(Stored data)
____

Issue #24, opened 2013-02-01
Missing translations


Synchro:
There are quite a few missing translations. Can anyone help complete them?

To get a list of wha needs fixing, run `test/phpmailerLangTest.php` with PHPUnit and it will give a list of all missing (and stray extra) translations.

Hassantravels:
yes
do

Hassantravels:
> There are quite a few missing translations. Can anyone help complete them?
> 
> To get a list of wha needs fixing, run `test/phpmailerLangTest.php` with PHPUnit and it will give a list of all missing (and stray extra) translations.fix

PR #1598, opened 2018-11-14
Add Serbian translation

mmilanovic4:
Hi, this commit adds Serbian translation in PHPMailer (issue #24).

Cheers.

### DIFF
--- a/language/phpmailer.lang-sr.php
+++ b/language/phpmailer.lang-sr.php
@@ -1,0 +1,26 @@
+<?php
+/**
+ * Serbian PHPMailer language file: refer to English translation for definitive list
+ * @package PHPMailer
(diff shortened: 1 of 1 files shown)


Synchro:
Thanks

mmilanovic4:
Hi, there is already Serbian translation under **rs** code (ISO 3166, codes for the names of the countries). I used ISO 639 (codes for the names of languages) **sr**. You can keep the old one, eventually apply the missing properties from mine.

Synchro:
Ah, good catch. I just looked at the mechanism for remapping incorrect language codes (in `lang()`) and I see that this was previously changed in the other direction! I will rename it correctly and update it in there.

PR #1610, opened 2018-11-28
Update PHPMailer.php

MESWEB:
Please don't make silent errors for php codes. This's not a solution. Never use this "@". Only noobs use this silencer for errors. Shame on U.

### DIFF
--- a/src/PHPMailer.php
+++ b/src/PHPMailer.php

____

Task details: The lines above that include "complete" should each be listed.

Answer section:
There are quite a few missing translations. Can anyone help complete them?
> There are quite a few missing translations. Can anyone help complete them?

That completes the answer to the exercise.